Hemocytes are part of the cellular defense system of P. vannamei, responsible for phagocytosis, nodulation, and encapsulation, and can be used as a quantitative parameter to measure the response to stress in shrimp. An increase in total hemocytes indicates an improvement in the organism’s health, as it will form phagocytic cells that play a role in the defense against microbial infections. The supply of dietary immunostimulants is intended to activate the non-specific immune system of cells, such as hemocytes, in invertebrates [42]. In the present study, the hemocyte count was not altered, thus indicating that the tested hydrolysates did not have an immunostimulatory effect.
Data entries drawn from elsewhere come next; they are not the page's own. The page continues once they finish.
PR #2577, opened 2024-07-03
vendor: update buildkit to v0.15.0-rc1

tonistiigi:


go.mod
```diff
@@ -1,6 +1,8 @@
 module github.com/docker/buildx
 
-go 1.21
+go 1.21.0
+
+toolchain go1.22.5
```
tonistiigi, line 5: 😠

daghack (approved):

go.mod
crazy-max: you can safely remove `toolchain go1.22.5`

crazy-max: ah nevermind you already removed it

PR #2578, opened 2024-07-04
driver: allow arbitrary client opts

crazy-max:
cc @fiam


tonistiigi (commented):
I'm not sure this actually works because the client is cached. The options would only matter for the very first call.

tonistiigi (approved):

Issue #2597, opened 2024-07-13
optimize k8s config initialization


tonistiigi:
In the `LoadNodes` function https://github.com/docker/buildx/blob/v0.16.0/builder/node.go#L122-L150 before it initializes the Driver it goes into a bunch of k8s config loading routines that is then passed to the driver initialization.

It loads all contexts to retrieve potential k8s config from it and then passes it to various k8s libraries. Problem is that this code runs every time, even if my current builder is not using k8s driver. It also looks like even if I don't have any k8s config in my contexts, these operations are still not no-ops. In the profiler I can see it calling into some yaml libraries to do some parsing. I assume this happens with some default config as I don't have any custom config on my machine (that I know about).

K8s-specific logic should ideally happen only when loading k8s driver, or at least be skippable in the `LoadNodes`.

PR #2602, opened 2024-07-16
optimize k8s config initialization

karthikkurella:
Fix: #2597 

#Problem:
* The LoadNodes function performs unnecessary Kubernetes (k8s) configuration loading routines even when the k8s driver is not in use, leading to performance overhead due to unnecessary YAML parsing.

# Solution:
* Modify the LoadNodes function to conditionally execute k8s-specific logic only when the k8s driver is being used.

# Changes:

Add Conditional Check:

* Check if the node's endpoint contains "kubernetes" before loading the k8s configuration.
* Move k8s Config Loading Logic:

Encapsulate the k8s configuration loading within the conditional check to prevent unnecessary operations.
This ensures that k8s-specific logic is only executed when required, reducing unnecessary overhead.

### DIFF
--- a/builder/node.go
+++ b/builder/node.go
@@ -121,31 +121,31 @@ func (b *Builder) LoadNodes(ctx context.Context, opts ...LoadNodesOption) (_ []N
 
 				contextStore := b.opts.dockerCli.ContextStore()
 
+				// Check if the driver is a Kubernetes driver
 				var kcc driver.KubeClientConfig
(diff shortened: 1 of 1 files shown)


karthikkurella:
@tonistiigi Please review the changes.

Thank you.

crazy-max:
Sorry I missed this PR, I think we want to tend for the implementation from #2606 that moves k8s config handling to the driver package. But thanks!

Issue #2598, opened 2024-07-15
bake: panic in progress printer


crazy-max:
https://github.com/docker/buildx/actions/runs/9915811338/job/27397269631?pr=2595#step:6:259

```
  panic: runtime error: invalid memory address or nil pointer dereference
  [signal SIGSEGV: segmentation violation code=0x1 addr=0x40 pc=0x13d7ba7]
  
  goroutine 10 [running]:
  github.com/docker/buildx/util/progress.(*Printer).Warnings(...)
  	github.com/docker/buildx/util/progress/printer.go:65
  github.com/docker/buildx/commands.runBake.func2()
  	github.com/docker/buildx/commands/bake.go:149 +0x27
  github.com/docker/buildx/util/progress.NewPrinter.func1()
  	github.com/docker/buildx/util/progress/printer.go:129 +0x20a
  created by github.com/docker/buildx/util/progress.NewPrinter in goroutine 1
  	github.com/docker/buildx/util/progress/printer.go:112 +0x2b1
```

https://github.com/docker/buildx/blob/10c9ff901c1c255b58969dd2ade4789acbbab3bb/util/progress/printer.go#L65

tonistiigi:
Looks like https://github.com/docker/buildx/blob/10c9ff901c1c255b58969dd2ade4789acbbab3bb/commands/bake.go#L255 runs before https://github.com/docker/buildx/blob/10c9ff901c1c255b58969dd2ade4789acbbab3bb/commands/bake.go#L149

Note that there is another similar section now in https://github.com/docker/buildx/blob/10c9ff901c1c255b58969dd2ade4789acbbab3bb/commands/bake.go#L206


This is a new code in v0.16.0 https://github.com/docker/buildx/pull/2534 . Previously warnings were not printed for Bake.

PR #2603, opened 2024-07-16
bake: check printer before printing warnings

crazy-max:
fixes https://github.com/docker/buildx/issues/2598

A simple fix for a patch release but we should do a proper one as follow-up to avoid this situation with `printer` in the first place.


tonistiigi (commented):
I don't think this is safe. Iiuc the `printer = nil` and `WithOnClose()` happen in different goroutines. So even if nil check passes it might be nil once it gets to `printWarnings`

crazy-max:
> I don't think this is safe. Iiuc the `printer = nil` and `WithOnClose()` happen in different goroutines. So even if nil check passes it might be nil once it gets to `printWarnings`

Ah true, I'm taking another look

crazy-max:
superseded by https://github.com/docker/buildx/pull/2608

tonistiigi (approved):

PR #2606, opened 2024-07-16
builder: move kube config handling to k8s driver package

crazy-max:
fixes https://github.com/docker/buildx/issues/2597

### DIFF
--- a/driver/kubernetes/factory.go
+++ b/driver/kubernetes/factory.go
@@ -2,19 +2,22 @@ package kubernetes
 
 import (
 	"context"
+	"os"
 	"strconv"
 	"strings"
 	"time"
 
-	corev1 "k8s.io/api/core/v1"
-
 	"github.com/docker/buildx/driver"
 	"github.com/docker/buildx/driver/bkimage"
+	ctxkube "github.com/docker/buildx/driver/kubernetes/context"
 	"github.com/docker/buildx/driver/kubernetes/manifest"
 	"github.com/docker/buildx/driver/kubernetes/podchooser"
 	dockerclient "github.com/docker/docker/client"
 	"github.com/pkg/errors"
+	"github.com/sirupsen/logrus"
+	corev1 "k8s.io/api/core/v1"
 	"k8s.io/client-go/kubernetes"
+	"k8s.io/client-go/rest"
 )
 
 const (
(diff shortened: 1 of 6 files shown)


driver/kubernetes/factory.go
```diff
@@ -107,6 +133,45 @@ func (f *factory) New(ctx context.Context, cfg driver.InitConfig) (driver.Driver
...
+			tryToUseKubeConfigInCluster = true
+		}
+	}
+	if tryToUseKubeConfigInCluster {
+		ccInCluster := ClientConfigInCluster{}
+		if _, err := ccInCluster.ClientConfig(); err == nil {
+			logrus.Debug("using kube config in cluster")
+			cc = ccInCluster
+		}
+	}
```
crazy-max, line 170: didn't touch this logic from builder package yet, should look at it more closely as follow-up.

driver/manager.go
```diff
@@ -28,38 +26,19 @@ type BuildkitConfig struct {
...
-	DockerAPI        dockerclient.APIClient
-	KubeClientConfig KubeClientConfig
-	BuildkitdFlags   []string
-	Files            map[string][]byte
-	DriverOpts       map[string]string
-	Auth             Auth
-	Platforms        []specs.Platform
-	ContextPathHash  string // can be used for determining pods in the driver instance
-	DialMeta         map[string][]string
+	// TODO: This object needs updates to be generic for different drivers
```
crazy-max, line 30: I guess we can remove this comment now that kube config is removed from there?  There is still `ContextPathHash` but looks generic enough imo.

crazy-max:
@AkihiroSuda When you have time could you take another look please?

driver/manager.go
AkihiroSuda: 👍

driver/kubernetes/factory.go
```diff
@@ -46,18 +69,50 @@ func (*factory) Priority(ctx context.Context, endpoint string, api dockerclient.
...
+	var err error
+	var cc ClientConfig
+	if f.cc != nil {
+		cc = f.cc
+	} else {
+		cc, err = ctxkube.ConfigFromEndpoint(cfg.EndpointAddr, cfg.ContextStore)
+		if err != nil {
+			// err is returned if n.Endpoint is non-context name like "unix:///var/run/docker.sock".
+			// try again with name="default".
+			// FIXME(@AkihiroSuda): n should retain real context name.
```
AkihiroSuda, line 81: What was "n"? 

Maybe the variable was renamed since then? (hard to check from phone now)

AkihiroSuda (approved):
Thanks

driver/kubernetes/factory.go
crazy-max: Seems it was the node https://github.com/docker/buildx/blob/63073b65c01c415db8b34053ac3f0b7f2c14d27a/commands/util.go#L90

As we now have `ContextStore` in driver `InitConfig` maybe it would be fine to have `ContextName` as well and use it here?

PR #2608, opened 2024-07-17
bake: fix printer handling

### LINKED ISSUE #2598: bake: panic in progress printer

crazy-max:
relates to #2598

Removes extra go routine that is racy when used along the other one from `progress.WithOnClose`.

### DIFF
--- a/commands/bake.go
+++ b/commands/bake.go
@@ -29,7 +29,6 @@ import (
 	"github.com/docker/buildx/util/progress"
 	"github.com/docker/buildx/util/tracing"
 	"github.com/docker/cli/cli/command"
-	"github.com/moby/buildkit/client"
 	"github.com/moby/buildkit/identity"
 	"github.com/moby/buildkit/util/progress/progressui"
 	"github.com/pkg/errors"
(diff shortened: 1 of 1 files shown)


commands/bake.go
```diff
@@ -238,26 +207,23 @@ func runBake(ctx context.Context, dockerCli command.Cli, targets []string, in ba
 		return err
 	}
 
-	def := struct {
+	dtdef, err := json.MarshalIndent(struct {
```
tonistiigi, line 210: Passing this encoded JSON around seems weird. I think we can just call encode in SaveLocalState.

tonistiigi (commented):
I think this mostly is good but if we want to cherry-pick then I think for v0.16 we should go with something like

```
if p := printer; p != nil {
```

tonistiigi:
@crazy-max yes

commands/bake.go
```diff
@@ -468,12 +424,34 @@ func bakeCmd(dockerCli command.Cli, rootOpts *rootOptions) *cobra.Command {
...
 }
 
-func saveLocalStateGroup(dockerCli command.Cli, ref string, lsg localstate.StateGroup) error {
+func saveLocalStateGroup(dockerCli command.Cli, in bakeOptions, targets []string, bo map[string]build.Options, overrides []string, def any) error {
+	prm := confutil.MetadataProvenance()
+	if len(in.metadataFile) == 0 {
+		prm = confutil.MetadataProvenanceModeDisabled
+	}
+	groupRef := identity.NewID()
+	var refs []string
```
tonistiigi, line 433: nit: `refs := make([]string, 0, len(bo))`

tonistiigi (approved):

commands/bake.go
crazy-max: fixed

Finally, different protein hydrolysates can be potentially included to partially replace fishmeal protein in the shrimp feed industry [9,10,31,43], with or without additives, maintaining performance, health, and body composition.

5. Conclusions

All the tested hydrolysates, with or without additives, as well as the commercial product, can be used to partially replace fishmeal in the diets of Penaeus vannamei in the nursery phase, maintaining equivalent and good growth performance, welfare, carcass chemical composition, and digestive enzyme activity. The recommended inclusion level in the diets of P. vannamei in the nursery phase for any of the tested ingredients is 6%. Additionally, this study provides important information for the formulation of nutritionally balanced diets with reduced dependence on fishmeal for the Pacific white shrimp.